-- Exercise prompt --
Please go line by line through the material and copy each one containing the word "grey".
Dataset records Start Marker
Issue #675, opened 2023-09-18
CM6: Fix background color


vidartf:
In lab 4, the theme for a code editor is only scoped on the notebook and console classes (in a bit of a bleedthrough in the lab codebase: the specific extensions "notebook" and "console" are special cased in the generic "codemirror" package): 

https://github.com/jupyterlab/jupyterlab/blob/1d989bad87e89307a336d2f671c9cc98ec37f5e9/packages/codemirror/src/theme.ts#L27C1-L29

We should either see if we can add to the global theme such that our diff/merge views also get this styling, or create a specific selector outside of the theme system.

HaudinFlorence:
> We should either see if we can add to the global theme such that our diff/merge views also get this styling, or create a specific selector outside of the theme system.

@vidartf I can try to work on it. Is there a special reason to have a grey background and not something closer to notebook cells ? What is best to choose between the 2 options mentioned above.

vidartf:
> grey background and not something closer to notebook cells ? 

To clarify: Notebook cells *do* have a gray background. Any usage of codemirror outside of notebook and console on the other hand now (with lab 4) has a default background of white. We should try to mimic the look in notebooks as much as possible, so we should also use the same theming.

vidartf:
> What is best to choose between the 2 options mentioned above.

The first option is probably more robust / future-proof, but the second option will be simpler to implement (the way CM styling works now).

HaudinFlorence:
@vidartf Thanks for your input and for the precisions. I opened a PR to try to fix the issue https://github.com/jupyter/nbdime/pull/714.

HaudinFlorence:
I think that this issue can be closed.

vidartf:
Thanks

PR #714, opened 2023-10-16
Fix editor background color

HaudinFlorence:
This PR aims at fixing the missing background color for the codemirror editors, to be aligned with jupyterlab cells' color (when unselected). It adresses the case of the webapp. The background is not yet fixed for the labextension.

The re-introduced background color is the one associated with the css variable `--jp-cell-editor-background` as can be seen on the following capture:

Screenshot from 2023-10-16 17-46-55


fcollonval (approved):
Thanks @HaudinFlorence

krassowski:
I have two questions here:

> The background is not yet fixed for the labextension.

1. In that case should we replace the "fixes" keyword so that the issue https://github.com/jupyter/nbdime/issues/675 does not get closed on merging this PR?

2. Why are there no changes to the snapshots? Is it not covered by snapshots, or is it that the snapshots do differ but the change in colour is below sensitivity threshold and did not get picked up? If it is the latter, shall we tighten the threshold to ensure we catch visual regressions in the bg color?

HaudinFlorence:
bot please update snapshots

HaudinFlorence:
@krassowski 

> I have two questions here:
> 
> > The background is not yet fixed for the labextension.
> 
> 1. In that case should we replace the "fixes" keyword so that the issue [CM6: Fix background color #675](https://github.com/jupyter/nbdime/issues/675) does not get closed on merging this PR?

In fact, locally the change was not visible in my labextension. Could you please check on your local one? Normally the backgorund should be taken into account because the changes are introduced in `nbdime/lib/styles/common.css` that is imported in `labextension/style/index.css`

> 2. Why are there no changes to the snapshots? Is it not covered by snapshots, or is it that the snapshots do differ but the change in colour is below sensitivity threshold and did not get picked up? If it is the latter, shall we tighten the threshold to ensure we catch visual regressions in the bg color?

 I think it was only a matter on updates.

krassowski:
> I think it was only a matter on updating the snapshots.

Well, if the tests were all green before updating the snapshots it strongly suggests that we should adjust `maxDiffPixelRatio` or `maxDiffPixels` to catch a potential regression in the future.

Reference: https://playwright.dev/docs/api/class-pageassertions#page-assertions-to-have-screenshot-1

HaudinFlorence:
bot please update snapshots

HaudinFlorence:
> > I think it was only a matter on updating the snapshots.
> 
> Well, if the tests were all green before updating the snapshots it strongly suggests that we should adjust `maxDiffPixelRatio` or `maxDiffPixels` to catch a potential regression in the future.
> 
> Reference: https://playwright.dev/docs/api/class-pageassertions#page-assertions-to-have-screenshot-1

I am not completely sure that all tests were green. I take note about your suggestion.

krassowski:
The windows snapshots seem to have been inadvertly deleted.

ui-tests/tests/nbdime-merge-test6.spec.ts-snapshots/merge-test6-take-a-snapshot-at-opening-1-linux.png
krassowski, line 1: There appears to be a regression with the gutter for the "cell added remotely". Is it related to this PR?

fcollonval: I have seen wrong number positioning transiently. I triggered the tests to see if this particular test is passing or failing.

krassowski:
Good call, failed in tests.

krassowski (approved):
Thank you @HaudinFlorence, snapshots look good now.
Dataset records End Marker
-- Exercise solution --
@vidartf I can try to work on it. Is there a special reason to have a grey background and not something closer to notebook cells ? What is best to choose between the 2 options mentioned above.
> grey background and not something closer to notebook cells ? 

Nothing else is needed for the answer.